Which lines in the records below contain the word "updated"? Copy each of them.

········

PR #320, opened 2019-11-18
Initial version of the JMS connector

cescoffier:
This PR implements a connector for JMS.
It requires having a bean exposing the `ConnectionFactory` (platform-specific).

### DIFF
--- a/doc/jms.adoc
+++ b/doc/jms.adoc
@@ -1,0 +1,315 @@
+== Interacting using JMS (Java Message Service)
+
+You can use SmallRye Reactive Messaging to receive and send JMS messages.
+
+=== Dependency
+
+To enable the Camel support, you need the following dependency:
+
+[source,xml,subs=attributes+]
+----
+<dependency>
+  <groupId>io.smallrye.reactive</groupId>
+  <artifactId>smallrye-reactive-messaging-jms</artifactId>
+  <version>{version}</version>
+</dependency>
+----
+
+The connector is named `smallrye-jms`.
+
+=== Connection Factory Requirement
+
+To interact with JMS, you need to _expose_ a `javax.jms.ConnectionFactory` as CDI bean.
+For example, you need a bean producing the `ConnectionFactory`:
+
+[source, java]
+----
+@ApplicationScoped
+public class ConnectionFactoryBean {
+
+    @Inject @ConfigProperty(name="jms-username")
+    String username;
+
+    @Inject @ConfigProperty(name="jms-password")
+    String password;
+
+    @Produces
+    ConnectionFactory factory() {
+        ActiveMQJMSConnectionFactory factory = new ActiveMQJMSConnectionFactory(
+                "tcp://localhost:61616",
+                username, password);
+        return factory;
+    }
+
+}
+----
+
+The JMS connector is consuming the produced _factory_ to connect to the broker.
+
+==== Selecting ConnectionFactory
+
+In case you have several connection factories, you can use the `@Named` qualified on your factory to specify the name.
+Then, in the channel configuration, configure the name as follows:
+
+[source,properties]
+----
+# Configure the connector globally
+mp.messaging.connector.smallrye-jms.connection-factory-name=my-factory-name
+# Configure a specific incoming channel
+mp.messaging.incoming.my-channel.connection-factory-name=my-factory-name
+# Configure a specific outgoing channel
+mp.messaging.outgoing.my-channel.connection-factory-name=my-factory-name
+----
+
+==== Configure credentials
+
+To configure the _username_ and _password_ to connect to the broker and create a session, use the following properties:
+
+[source,properties]
+----
+# Configure the connector globally
+mp.messaging.connector.smallrye-jms.username=my-username
+mp.messaging.connector.smallrye-jms.password=secret
+# Configure a specific incoming channel
+mp.messaging.incoming.my-channel.username=my-username
+mp.messaging.incoming.my-channel.password=secret
+# Configure a specific outgoing channel
+mp.messaging.outgoing.my-channel.username=my-username
+mp.messaging.outgoing.my-channel.password=secret
+----
+
+==== Session mode
+
+By default, the connector uses the `AUTO_ACKNOWLEDGE` session mode.
+You can configure it using:
+
+[source,properties]
+----
+# Configure the connector globally
+mp.messaging.connector.smallrye-jms.session-mode=AUTO_ACKNOWLEDGE
+# Configure a specific incoming channel
+mp.messaging.incoming.my-channel.session-mode=AUTO_ACKNOWLEDGE
+# Configure a specific outgoing channel
+mp.messaging.outgoing.my-channel.session-mode=AUTO_ACKNOWLEDGE
+----
+
+Accepted values are:
+
+* `AUTO_ACKNOWLEDGE`
+* `SESSION_TRANSACTED`
+* `CLIENT_ACKNOWLEDGE`
+* `DUPS_OK_ACKNOWLEDGE`
+
+
+==== Configure the client id
+When dealing with _topics_, your subscription must need to be identified with a _client-id_.
+Configure the client id as follows:
+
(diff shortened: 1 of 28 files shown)


cescoffier:
@kenfinnigan if you want to have a look

cescoffier:
Remaining tasks:

- [ ] Documentation
- [ ] Tests with topics and durability
- [ ] Tests the different parameters

cescoffier:
The back pressure on the source side can be managed as follow:

* enqueue 1 task per request
* if request is Long.MAX, use the current loop approach

doc/jms.adoc
```diff
@@ -0,0 +1,315 @@
+== Interacting using JMS (Java Message Service)
+
+You can use SmallRye Reactive Messaging to receive and send JMS messages.
+
+=== Dependency
+
+To enable the Camel support, you need the following dependency:
```
kenfinnigan: "Camel"??

doc/jms.adoc
```diff
@@ -0,0 +1,315 @@
...
+==== Receiving Message
+
+You can decide to receive `io.smallrye.reactive.messaging.jms.ReceivedJmsMessage` which contains all the details of the underlying JMS Message.
+So you can access properties and metadata.
+You can also use the `unwrap` method to retrieve the underlying JMS message:
+
+[source,java]
+----
+@Incoming("my-channel")
+public CompletionStage<Void> consume(ReceiveJmsMessage<String> msg) {
```
kenfinnigan: "ReceivedJmsMessage"

smallrye-reactive-messaging-jms/pom.xml
```diff
@@ -0,0 +1,105 @@
...
+    </dependency>
+
+    <dependency>
+      <groupId>org.eclipse</groupId>
+      <artifactId>yasson</artifactId>
+      <version>1.0.5</version>
+      <scope>test</scope>
+    </dependency>
+    
+    <dependency>
```
kenfinnigan: Are these spec APIs provided scope?

If not, probably should be

doc/jms.adoc
cescoffier: copy and paste of course...

cescoffier:
@kenfinnigan can you do another pass?

smallrye-reactive-messaging-jms/pom.xml
```diff
@@ -0,0 +1,108 @@
...
+      <groupId>javax.enterprise</groupId>
```
kenfinnigan: didn't notice this earlier, but should we be mixing jakarta and java ee APIs?

Should these javax artifacts be updated to the jakarta ones?

cescoffier: Do we have a cdi in jakarta? It does not seem to be included in SamllRye-Parent.

cescoffier: I've updated to use jakarta common annotation everywhere.

doc/jms.adoc
```diff
@@ -0,0 +1,315 @@
...
+# Configure a specific outgoing channel
+mp.messaging.outgoing.my-channel.session-mode=AUTO_ACKNOWLEDGE
+----
+
+Accepted values are:
+
+* `AUTO_ACKNOWLEDGE`
+* `SESSION_TRANSACTED`
+* `CLIENT_ACKNOWLEDGE`
+* `DUPS_OK_ACKNOWLEDGE`
```
Emily-Jiang: The spec needs to state an `IllegalArgumentException` occurs if the value provided is not among the accepted values.

doc/jms.adoc
```diff
@@ -0,0 +1,315 @@
...
+[source, text]
+----
+# Queue:
+mp.messaging.outgoing.my-channel.connector=smallrye-jms
+mp.messaging.outgoing.my-channel.destination=my-queue
+
+# Topic:
+mp.messaging.outgoing.my-channel.connector=smallrye-jms
+mp.messaging.outgoing.my-channel.destination=my-topic
+mp.messaging.outgoing.my-channel.destination-type=topic
```
Emily-Jiang: The spec needs to state an `IllegalArgumentException` occurs if the destination-type is neither `queue` nor `topic`.

smallrye-reactive-messaging-jms/src/main/java/io/smallrye/reactive/messaging/jms/JmsConnector.java
```diff
@@ -0,0 +1,150 @@
...
+    static final String CONNECTOR_NAME = "smallrye-jms";
+
+    @Inject
+    Instance<ConnectionFactory> factories;
+
+    @Inject
+    Instance<Jsonb> jsonb;
+
+    @Inject
+    @ConfigProperty(name = "smallrye.jms.threads.max-pool-size", defaultValue = "10")
```
Emily-Jiang: Do you think it makes sense to put the constants in an API (such as Interface) so that it can be viewed and changed easier in the future?

smallrye-reactive-messaging-jms/src/main/java/io/smallrye/reactive/messaging/jms/JmsSource.java
```diff
@@ -0,0 +1,182 @@
...
+        String selector = config.getOptionalValue("selector", String.class).orElse(null);
+        boolean nolocal = config.getOptionalValue("no-local", Boolean.TYPE).orElse(false);
+        boolean broadcast = config.getOptionalValue("broadcast", Boolean.TYPE).orElse(false);
+
+        Destination destination = getDestination(context, name, config);
+
+        JMSConsumer consumer;
+        if (config.getOptionalValue("durable", Boolean.TYPE).orElse(false)) {
+            if (!(destination instanceof Topic)) {
+                throw new IllegalStateException("Invalid destination, only topic can be durable");
```
Emily-Jiang: Previously, you throw `IllegalArgumentException` for this condition though. I suggest to stick with `IllegalArgumentException` for the sake of consistence.

doc/jms.adoc
cescoffier: By spec, do you mean the documentation? 

Also, this would result in a DeploymentException (caused by this IllegalArgumentException). 
I'm going to add a sentence in the documentation and a test (because we never know...)

smallrye-reactive-messaging-jms/src/main/java/io/smallrye/reactive/messaging/jms/JmsConnector.java
cescoffier: Not necessary in an interface, but I've extracted the values into constant in the JMSConnector class.

doc/jms.adoc
cescoffier: I'm going to add a sentence in the documentation and a test (because we never know...)

smallrye-reactive-messaging-jms/src/main/java/io/smallrye/reactive/messaging/jms/JmsSource.java
cescoffier: Good catch, definitely wrong here.

doc/jms.adoc
cescoffier: Done.

smallrye-reactive-messaging-jms/src/main/java/io/smallrye/reactive/messaging/jms/JmsConnector.java
cescoffier: Done.

smallrye-reactive-messaging-jms/src/main/java/io/smallrye/reactive/messaging/jms/JmsSource.java
cescoffier: Fixed.

doc/jms.adoc
cescoffier: Done.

········

Task solution:
Should these javax artifacts be updated to the jakarta ones?
cescoffier: I've updated to use jakarta common annotation everywhere.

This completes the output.